With respect to the pooling element of the coding-pooling framework, the aim is to map each feature vector with its equivalent vector in the dictionary in order to form a single feature vector. There are two common methods for achieving this, average and maximum pooling. In “average pooling”, the average values between similar feature vector elements in the dictionary are computed and then used to form a new feature vector. Following this, a long global feature vector is generated by concatenating the new feature vectors for each image. The resulting feature vector is then normalised [82]. One example of maximum pooling is Multi-scale Spatial Maximum Pooling (MSMP) [149]. MSMP recursively computes the histograms of the maximum values for a given set of vectors and their association with elements in the dictionary. Feature vectors in neighbouring regions are recursively united by getting the maximum values of each element. This process of combing feature vectors is applied until a final single feature vector is reached.

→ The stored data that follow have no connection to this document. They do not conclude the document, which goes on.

PR #9122, opened 2015-04-13
Export users to CSV file

bbodenmiller:
This PR adds the ability for a system admin to export a list of users and basic account details via a rake task. The output will be written to `users.csv` in the configured backup folder.

```
# use this command if you've installed GitLab with the Omnibus package
sudo gitlab-rake gitlab:backup:users

# if you've installed GitLab from source
sudo -u git -H bundle exec rake gitlab:backup:users RAILS_ENV=production
```

The motive for adding this feature is so that system administrators can keep a list of users & emails separate from the GitLab installation in case of prolonged downtime. Additionally this allows admins to quickly verify some account details (project limit, can create group, etc.) not yet easily bulk verified in the UI.

As this is related to backups it was added to backup rake file. At this time the generated file is not included in the backup tar file nor generated when `gitlab:backup:create` is run. In the future it may be valuable stored in the backup tar file however at this time the folks I have spoke with see more value in having `users.csv` generated and stored separately.

### DIFF
--- a/lib/backup/users.rb
+++ b/lib/backup/users.rb
@@ -1,0 +1,18 @@
+module Backup
+  class Users
+    attr_reader :user_dump_file
+
+    def initialize
+      @user_dump_file = File.join(Gitlab.config.backup.path, 'users.csv')
+    end
+
+    def dump
+      CSV.open(user_dump_file, "w") do |csv|
+        csv << ["email", "name", "admin", "projects_limit", "username", "can_create_group", "state"]
+        User.all.each do |u|
+          csv << [u.email, u.name, u.admin, u.projects_limit, u.username, u.can_create_group, u.state]
+        end
+      end
+    end
+  end
+end
--- a/CHANGELOG
+++ b/CHANGELOG
@@ -73,6 +73,7 @@ v 7.10.0 (unreleased)
   - Fix git over ssh errors 'fatal: protocol error: bad line length character' 
   - Automatically setup GitLab CI project for forks if origin project has GitLab CI enabled
   - Bust group page project list cache when namespace name or path changes.
+  - Add backup users list to CSV file option (Ben Bodenmiller)
 
 v 7.9.3
   - Contains no changes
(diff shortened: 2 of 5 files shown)


bbodenmiller:
@Razer6 @jacobvosmaer who should I ping for a review?

lib/backup/users.rb
```diff
@@ -0,0 +1,18 @@
...
+    attr_reader :user_dump_file
+
+    def initialize
+      @user_dump_file = File.join(Gitlab.config.backup.path, 'users.csv')
+    end
+
+    def dump
+      CSV.open(user_dump_file, "w") do |csv|
+        csv << ["email", "name", "admin", "projects_limit", "username", "can_create_group", "state"]
+        User.all.each do |u|
```
DouweM: For more efficient memory usage, use `User.find_each` instead of `User.all.each`

DouweM:
I like the functionality, but I think it may be confusing to have it under the backup namespace when it doesn't actually run as part of the backup task. Not a really big deal though.

@jacobvosmaer What do you think?

jacobvosmaer:
I agree with @DouweM that this does not really belong in the 'backup' category; there is no way to restore this information. Maybe `rake gitlab:export:users`?

I also think it would be better to just write the CSV to standard output. There is no technical need for the rake task to create a file (is there?), it makes the code simpler, and you can do fun stuff like piping it into grep.

lib/backup/users.rb
jacobvosmaer: :+1: for find_each

bbodenmiller:
@jacobvosmaer @DouweM all good points. Only thing I'm unsure of is how to write some good tests for this.

jacobvosmaer:
@bbodenmiller maybe create a function that does all the work and takes an IO object as an argument. Then the rake task would do `myfunc($stdout)` and your test would to `result = StringIO.new; myfunc(result); expect(result) { bla} `.

jvanbaarsen:

PR #9129, opened 2015-04-13
Update to latest gemojione version

jonathanwiesel:
Latest version adds missing `:memo:` - :memo: emoji


Razer6:
This is the wrong place to pinpoint the version. The right place to update the dependency is here: https://gitlab.com/gitlab-org/gitlab_emoji

PR #9150, opened 2015-04-17
do not prepend relative_url_root to avatar

costela:
The commit.author.icon variable contains a full URL, which gets broken
when prepended by the relative_url_root setting (generating hrefs like
"/gitlabhttps://...".


jvanbaarsen:

costela:
It was caused by an unrelated problem. The current build passed. Thanks for the heads-up!

jvanbaarsen:
@costela Thanks

PR #9164, opened 2015-04-21
Make issue preview look like the result

dsander:
Adding the `md` class to the `md-preview-holder` div applies the styles of the markdown formatting `md-typography` mixin. Which makes the preview look like the actual result.

Before: 
before
After:
after


jvanbaarsen:
@dsander Thanks!

PR #9185, opened 2015-04-24
API: recursive tree request

rebecamendez:
As i've suggested in http://feedback.gitlab.com/forums/176466-general/suggestions/6661459-api-allow-recursive-repository-tree: added a parameter in tree request to get a recursive tree and path attribute in response.

### DIFF
--- a/app/models/repository.rb
+++ b/app/models/repository.rb
@@ -220,7 +220,7 @@ class Repository
     @head_tree ||= Tree.new(self, head_commit.sha, nil)
   end
 
-  def tree(sha = :head, path = nil)
+  def tree(sha = :head, path = nil, recursive = false)
     if sha == :head
       if path.nil?
         return head_tree
@@ -229,7 +229,7 @@ class Repository
       end
     end
 
-    Tree.new(self, sha, path)
+    Tree.new(self, sha, path, recursive)
   end
 
   def blob_at_branch(branch_name, path)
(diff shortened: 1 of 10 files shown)


app/models/repository.rb
```diff
@@ -220,7 +220,7 @@ def head_tree
     @head_tree ||= Tree.new(self, head_commit.sha, nil)
   end
 
-  def tree(sha = :head, path = nil)
+  def tree(sha = :head, path = nil, recursive = 0)
```
jvanbaarsen: Why did you choose `0` instead of false?

app/models/tree.rb
```diff
@@ -3,15 +3,26 @@ class Tree
 
   attr_accessor :repository, :sha, :path, :entries
 
-  def initialize(repository, sha, path = '/')
+  def initialize(repository, sha, path = '/', recursive = '0')
```
jvanbaarsen: Is there a reason to be using `'0'` over `false`?

rebecamendez:
I use the Github syntax: https://developer.github.com/v3/git/trees/#get-a-tree-recursively, but if you prefer we can change the flag to a boolean value.

jvanbaarsen:
@rebecamendez Hm ok, but maybe we can translate the URL params to actual booleans where they come in? That way we don't need to pass around `1` and `0`.

rebecamendez:
I made a mistake with the rebase, so I start a new pull request: https://github.com/gitlabhq/gitlabhq/pull/9311

PR #9189, opened 2015-04-24
Removed "unreleased" from v7.10 changelog

rockneverdies55:
Version 7.10 is already released so "unreleased" text next to it in the changelog file can be removed.


Razer6:
Thanks

PR #9196, opened 2015-04-25
fix redis 3.0.0

tonicmuroq:
when I use redis-3.0, `sudo -u git -H bundle exec rake gitlab:check RAILS_ENV=production` can't pass.

### DIFF
--- a/lib/tasks/gitlab/check.rake
+++ b/lib/tasks/gitlab/check.rake
@@ -282,7 +282,8 @@ namespace :gitlab do
     def check_redis_version
       print "Redis version >= 2.0.0? ... "
 
-      if run_and_match(%W(redis-cli --version), /redis-cli 2.\d.\d/)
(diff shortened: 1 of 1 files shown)


lib/tasks/gitlab/check.rake
```diff
@@ -282,7 +282,8 @@ namespace :gitlab do
     def check_redis_version
       print "Redis version >= 2.0.0? ... "
 
-      if run_and_match(%W(redis-cli --version), /redis-cli 2.\d.\d/)
+      redis_version = run(%W(redis-cli --version))
+      if redis_version.try(:match, /redis-cli 2.\d.\d/) or redis_version.try(:match, /redis-cli 3.\d.\d/)
```
jvanbaarsen: Can you please use the `||` or variant?

tonicbupt:
@jvanbaarsen I change it to `||` and rebased commits :3

PR #9200, opened 2015-04-25
Version 7.10.0 has been released so its 7.11.0-pre time

jvanbaarsen:
Version 7.10.0 has been released, so I think the *-pre should be dropped.


maxlazio:
@jvanbaarsen Since 7.10 has been released we should be ad `7.11.0.pre` :)

jvanbaarsen:
@maxlazio Ah ok :D Almost good :P Will fix tomorrow :)

jvanbaarsen:
@maxlazio Fixed.

Razer6:
Thank you

PR #9207, opened 2015-04-26
Fix missing X-UA-Compatible meta tag

soullivaneuh:
Fixes bootlint [W002](https://github.com/twbs/bootlint/wiki/W002) issue.


jvanbaarsen:
Thanks

PR #9997, opened 2016-01-22
Pass username to Piwik analytics when Piwik is enabled

Senorsen:
Pass username to Piwik, through `setUserId` parameter.


Senorsen:
Oh why did the test fail?

PR #10016, opened 2016-02-04
Fix gitlab init script

TonyTsangHK:
Actual command (cd $gitlab_workhorse_dir) should not be run during variable declaration.

### DIFF
--- a/lib/support/init.d/gitlab
+++ b/lib/support/init.d/gitlab
@@ -47,8 +47,6 @@ shell_path="/bin/bash"
 # Read configuration variable file if it is present
 test -f /etc/default/gitlab && . /etc/default/gitlab
 
-cd $gitlab_workhorse_dir
-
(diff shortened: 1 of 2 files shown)


jacobvosmaer:
@TonyTsangHK why do you think this change should be made?

TonyTsangHK:
If $app_root/../gitlab-workhorse does not exists, cd to it will generate unnecessary error message.

It will always happen when using custom app_root, like me.

Just a minor fix to avoid cd error message, the init script will work even without it.

jacobvosmaer:
Thanks @TonyTsangHK . I think I prefer the solution in https://gitlab.com/gitlab-org/gitlab-ce/merge_requests/2697

TonyTsangHK:
That will do trick too.

I am closing the PR.

jacobvosmaer:
Thanks for this PR anyway @TonyTsangHK !

PR #10017, opened 2016-02-04
6 2 stable

itisguptak:
Need for deploy


Razer6:
All changes of 6-2-stable are included in master.

PR #10023, opened 2016-02-09
Change default smpt port to 465 (default smtps port)

bozaro:
Current default value 456 is confusing. It differ with default SMTPS port number 465 only by digits order.
I think it's good idea to change this value to some correct SMTP port number (25 or 465).


rymai:
This looks good to me, thanks @bozaro.

@DouweM I let you review/confirm/merge. Thanks!

PR #10054, opened 2016-02-24
Add scoverage (Scala) example regex for finding test coverage

jasperdenkers:
Adds an example regex on the `Project Setting > Continous Integration > Test coverage parsing` page for Scala test coverage measuring with scoverage.

See below for how a scoverage output would look like when e.g. running `sbt clean coverage test coverageReport`:

image


jasperdenkers:
Now covered in https://gitlab.com/gitlab-org/gitlab-ce/merge_requests/2984.

PR #10077, opened 2016-03-11
fix #10076

### LINKED ISSUE #10076: Incorrect parameter's description [docs]
[In projects docs](https://github.com/gitlabhq/gitlabhq/blob/master/doc/api/projects.md) it's said that parameter name should be `visibility`, but I get 500 error if set this parameter. But if set it to `visibility_level` everything is ok.

lgg:
fix visibility parameter description


littleguga:
Unconfirmed see #10076 for more info.

PR #10100, opened 2016-03-23
Fix order of steps to prevent PostgreSQL errors when running migration

rodrigomanhaes:
In the docs about upgrading 8.5 to 8.6, the step that explains PostgreSQL requirements for Gitlab 8.6 should come before the migration to prevent errors.


stanhu:
Looks right to me. @YorickPeterse, thoughts?

rymai:
Thanks @rodrigomanhaes, I've reopened this at https://gitlab.com/gitlab-org/gitlab-ce/merge_requests/3355.

PR #10118, opened 2016-04-06
Changed the argument of not_found for 'unprotect'

yasserhussain1110:
The error message I got when I tried to unprotect a non-existing branch didn't seem right. This pull request will fix that.


rymai:
Thanks @yasserhussain1110!

PR #10140, opened 2016-04-15
fix required gitlab-shell version.

lurdan:
Under the procedure, I've warned about gitlab-shell version, which should be 2.6.12 (maybe some minor revisions introduces that).


rymai:
Thanks @lurdan. Indeed, it was changed in 8.6.3 (it's in the `8-6-stable` and `8-6-stable-ee` branch but not in the `master` branch)!

PR #10311, opened 2016-04-27
Don’t read otp_secret_encryption_key from hardcoded path in models/user

jirutka:
Variable `Gitlab::Application.config.secret_key_base` is set in `config/initializers/secret_token.rb`. It’s very bad practice to use hard-coded paths inside an application and really unnecessary in this case.

### DIFF
--- a/app/models/user.rb
+++ b/app/models/user.rb
@@ -85,7 +85,7 @@ class User < ActiveRecord::Base
   default_value_for :theme_id, gitlab_config.default_theme
 
   devise :two_factor_authenticatable,
-         otp_secret_encryption_key: File.read(Rails.root.join('.secret')).chomp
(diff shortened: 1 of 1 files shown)


rymai:
Thanks @jirutka!

Looks good to me, @tsigo what do you think since you added 2FA support in 66bc758e.

@jirutka Could you open a new MR at https://gitlab.com/gitlab-org/gitlab-ce/merge_requests so that we're tests still pass? Thanks in advance.

tsigo:
LGTM.

jirutka:
Okay, I did it, but it’d be much better if you fix your tests on GitHub…

https://gitlab.com/gitlab-org/gitlab-ce/merge_requests/4044

rymai:
@jirutka Thanks!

2.6.2 Feature Vector Generation for Whole Image-based Methods As noted above, the generation of feature vectors from tree-based representations is more challenging than in the case of region-based representation methods. One ap- proach, used in [59] in the context of 2D retinal images and in [89] with respect to MRI brain scan data, is to first identify frequently occurring sub-graphs in the tree data using some appropriate search method. Various Frequent Sub-Graph (FSG) mining techniques can be used for this purpose. One of the most commonly used is the graph- based Substructure pattern mining (gSpan) algorithm [148]. The gSpan algorithm uses a Depth First Search (DFS) approach to identify frequent sub-graphs (sub-trees). A sub-graph is said to be frequent according to a “support threshold” σ. In the case of the tree representations considered in this thesis, each identified frequent sub-tree is then conceptualised as a dimension within a feature space. Sub-graphs may be ranked according to some weighting measure as suggested in [15] and the top K sub-graphs selected. This later approach was adapted in [59] in the context of 2D retinal images.